Closed jsoref closed 10 months ago
I am evaluating adding your spell checking action to our workflows, so that PRs like this can be avoided in the future. Thanks!
@jsoref, this goes far beyond my knowledge about GitHub actions. I have added your file to my "tip" branch but I am getting 2453 unrecognized words. You apparently didn't need to add all these words ... what am I doing wrong?
@mwilck: cherry-pick https://github.com/jsoref/multipath-tools/commit/d03eaebda1e5210bc6aa86f0d3e0180d1bae45cb
Or, to answer your question: I had to configure away ~700 of the words (by excluding files, and masking parts of lines with patterns) and then add ~1800 of them. The good thing is that adding additional items to the expect file is fairly trivial, so as you go it isn't a big deal -- the workflow helps you maintain that file (and as well as excludes, and to a lesser extent patterns and the workflow itself).

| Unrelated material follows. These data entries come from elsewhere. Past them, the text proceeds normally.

PR #742, opened 2022-03-29
Remove git reference from install-app

### LINKED ISSUE #735: install-app from worker image requires git
if install-app with git url is used it doesn't work. It needs git command installed.

should we keep the git clone out of image building and just use COPY to get the code into image?

vrslev:
Before, custom app builders could install apps from Git, this prevents it. Issue was that final backend images (frappe and erpnext) didn't have Git installed. In #735 we decided that we should keep Git out of the backend image.

In this PR:
- Remove Git reference from install-app scripts, update Dockerfiles accordingly
- Update custom app guide
- Fix issue with missing sites/assets folder

Fixes #735.

### DIFF
--- a/images/nginx/install-app.sh
+++ b/images/nginx/install-app.sh
@@ -2,14 +2,9 @@
 set -e
 set -x
 
-APP=$1 BRANCH=$2 GIT_URL=$3
+APP=$1
 
 cd /frappe-bench
-
-if test "$BRANCH" && test "$GIT_URL"; then
-  # Clone in case not copied manually
-  git clone --depth 1 -b "$BRANCH" "$GIT_URL" "apps/$APP"
-fi
 
 # Add all not built assets
 cp -r "apps/$APP/$APP/public" "/out/assets/$APP"
@@ -26,4 +21,4 @@ cp -r sites/assets /out
 
 # Cleanup
 rm -rf "apps/$APP"
-rm -rf sites/assets
+rm -rf sites/assets/*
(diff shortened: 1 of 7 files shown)


vrslev:
@revant Review please

images/nginx/install-app.sh
```diff
@@ -2,15 +2,10 @@
...
 
 cd /frappe-bench
 
-if test "$BRANCH" && test "$GIT_URL"; then
-  # Clone in case not copied manually
-  git clone --depth 1 -b "$BRANCH" "$GIT_URL" "apps/$APP"
-fi
-
 # Add all not built assets
 cp -r "apps/$APP/$APP/public" "/out/assets/$APP"
```
revant, line 10: If app doesn't have `public` directory? can this command not fail with non 0 exit?

revant (changes requested):

images/nginx/install-app.sh
vrslev: https://github.com/frappe/frappe_docker/issues/735#issuecomment-1081641829

revant: > Users shouldn't even try to install apps without frontend code, or I am wrong here?

Some apps may not have frontend code. If you create new app it won't have frontend code. If you do bench get-app, it'll run through the script and build no assets. Yet it goes through the yarn commands. `install-app` should not fail for such apps.

revant (approved):
LGTM,

merge when CI completes.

Ok ... at first sight, your commit seems to add more patterns than actually needed. I need to think more about this.
@bmarzins, @cvaroqui: do you reckon we should add this GitHub action and the respective code (see @jsoref's last comment above) to our repo?

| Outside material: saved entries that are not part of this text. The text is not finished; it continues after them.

Issue #772, opened 2022-04-11
Improve build times


revant:
```
#134 2520.5   Building wheel for pandas (pyproject.toml): still running...
```

This takes infinite time, with every python version change we face this.

Is there any suggestion, workaround, hack, alternative?

Or we are stuck with it and we can't really do anything about this? Every once in a while pandas is expected to slow down builds? or pandas is expected to slow down builds every time?

revant:
https://github.com/frappe/frappe_docker/runs/5964435466?check_suite_focus=true

this tool 2hrs+

revant:
@vrslev it is building arm64 images!?!

vrslev:
The issue is definitely relevant to arm images. I experience this when build locally on my M1 Mac, too. The only option is to disable builds for arm.

revant:
> The only option is to disable builds for arm?

how? can you guide with GH actions?

i thought only bench image was built for both arm and amd

it seems it published arm images for 13 and 14.

vrslev:
> can you guide with GH actions?

Revert https://github.com/frappe/frappe_docker/pull/733 and https://github.com/frappe/frappe_docker/pull/737 — it should do.

siddhpant:
ARM wheels are available now: https://github.com/pandas-dev/pandas/issues/33971#issuecomment-1253038340

I can just do `pip install pandas` to install it under 10 seconds.

Please build arm64 images, now that the bottleneck does not exist.

PR #737, opened 2022-03-28
add QEMU action

restlessronin:
update build-push separately. once this is merged into main, it can be used by the `images-for-m1-mac` to test the full image build.

Hopefully, it's clear the changes are benign and can be merged.

PR #777, opened 2022-04-11
ci: do not build arm64 images

revant:
Only build arm64 for bench images

for #772

### DIFF
--- a/.github/workflows/docker-build-push.yml
+++ b/.github/workflows/docker-build-push.yml
@@ -14,10 +14,6 @@ on:
       push:
         required: true
         type: boolean
-      platforms:
-        required: true
-        type: string
-        description: "list of target platforms"
     secrets:
       DOCKERHUB_USERNAME:
         required: true
@@ -81,4 +77,3 @@ jobs:
         uses: docker/bake-action@v1.7.0
         with:
           push: true
-          set: "*.platform=${{ inputs.platforms }}"


vrslev (changes requested):
Remove [`platforms` input](https://github.com/frappe/frappe_docker/pull/733/files#diff-b7dce24085c1061be7542e1f68edac2c9002799454a47708546d1e7e6fbf2a10) and ["Setup QEMU" step](https://github.com/frappe/frappe_docker/pull/737/files) from reusable workflow. Everything else is fine.

vrslev (approved):

carstenblt:
Would be great if you would reconsider - it was a great addition and I believe more and more people will use arm instances on AWS, as they are cheaper. I am back to building it locally.

revant:
It won't be considered as long as python builds become faster for pandas and numpy on arm64.
It always takes 1+ hour to build arm64 images.

If you wish to use arm64, you can always build the arm64 images from same code base locally and use it through your custom container registry.

Morakhiyasaiyam:
> Would be great if you would reconsider - it was a great addition and I believe more and more people will use arm instances on AWS, as they are cheaper. I am back to building it locally.

Hey can you guide me how to build it locally!
I tried with  " docker build . "
But throwing dome environment variables requirements but it would be nice if there is script for local build

Morakhiyasaiyam:
Or if you already build arm64 images for yourself then can you send me link for it .now i am using official images of v14.0.2.beta

carstenblt:
I haven't built out myself since the big update. It's interesting, that it takes so long to cross compile. I believe it took like 15 minutes on my arm MacBook.

I will build a new version soon. I can push it to a public docker repo, but I won't maintain it and trusting a stranger on the internet is always a bad idea ;)

Morakhiyasaiyam:
> I haven't built it myself since the big update. It's interesting, that it takes so long to cross compile. I believe it took like 15 minutes on my arm MacBook.
> 
> I will build a new version soon. I can push it to a public docker repo, but I won't maintain it and trusting a stranger on the internet is always a bad idea ;)

I tried to build it on my arm64 device but its crashing device after some commands
@revant is not possible to build arm64 images for not daily but but atleast only after some major update and only for stable and latest v14 ? Once in a while?

revant:
can you try it on custom arm64 vm?

https://docs.github.com/en/actions/hosting-your-own-runners/about-self-hosted-runners

is this works may be we can think of something.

Yes, there are a couple of boilerplate patterns that aren't truly necessary, and candidates is mostly a bootstrapping thing, although it means that if a project gains new stuff that fits a pattern it can be automatically suggested. (Note that you accidentally tagged someone else in https://github.com/opensvc/multipath-tools/pull/79#issuecomment-1878900065)
If you're going to do this, you should probably replace @prerelease
with @v0.0.22
-- prerelease has some features that I'm still working on/actively changing (especially the block-ignore feature -- I don't think it's needed for this repository).
Thanks. I'll wait for the other maintainers' thoughts.
I'm pretty ambivalent about this. I'm sure it will catch spelling mistakes. But I assume it will mostly just catch things that need to get added to the expect file, which at least appears easy to update. I don't see any of the boilerplate patterns hurting anything. We could always just limit spell-checking to things like the man pages, README.md, and the public library .h files. This would cut down on the busy work but still make sure the stuff visible to non-multipath-developers is spell-checked.
You can use only.txt
to pick specific files to check (as opposed to using excludes.txt
). If you have questions, I should be able to respond fairly quickly -- and if you have feedback, please feel free to send it to me.
I won't have time to work on the GH integration short-term. I will put it on a long-term todo list. Thanks to Josh's efforts, quite a few speling errors have been eliminated for now ;-)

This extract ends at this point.